▶ [Work item] Please repeat the listing in its entirety, without any alteration.

▶ [Dataset]
PR #340, opened 2021-12-20
Upgrade to Rails 7

gabebw:
* Load config defaults for 7.0
* Accept the double quotes that Rails now prefers
* Accept `require_relative` instead of the more-verbose `File.expand_path` of yore
* Raise errors on disallowed deprecations (but don't disallow anything yet, just like the default generated Rails settings)

Accept a change:

* Stop always eager-loading the app in tests (`config.eager_load`)


config/application.rb
```diff
@@ -10,7 +10,7 @@
 
 module HotlineWebring
   class Application < Rails::Application
-    config.load_defaults 6.1
+    config.load_defaults 7.0
```
gabebw, line 13: Here's what this does: https://guides.rubyonrails.org/configuring.html#results-of-config-load-defaults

▶ [Result for this exercise]
PR #340, opened 2021-12-20
Upgrade to Rails 7

gabebw:
* Load config defaults for 7.0
* Accept the double quotes that Rails now prefers
* Accept `require_relative` instead of the more-verbose `File.expand_path` of yore
* Raise errors on disallowed deprecations (but don't disallow anything yet, just like the default generated Rails settings)

Accept a change:

* Stop always eager-loading the app in tests (`config.eager_load`)


config/application.rb
```diff
@@ -10,7 +10,7 @@
 
 module HotlineWebring
   class Application < Rails::Application
-    config.load_defaults 6.1
+    config.load_defaults 7.0
```
gabebw, line 13: Here's what this does: https://guides.rubyonrails.org/configuring.html#results-of-config-load-defaults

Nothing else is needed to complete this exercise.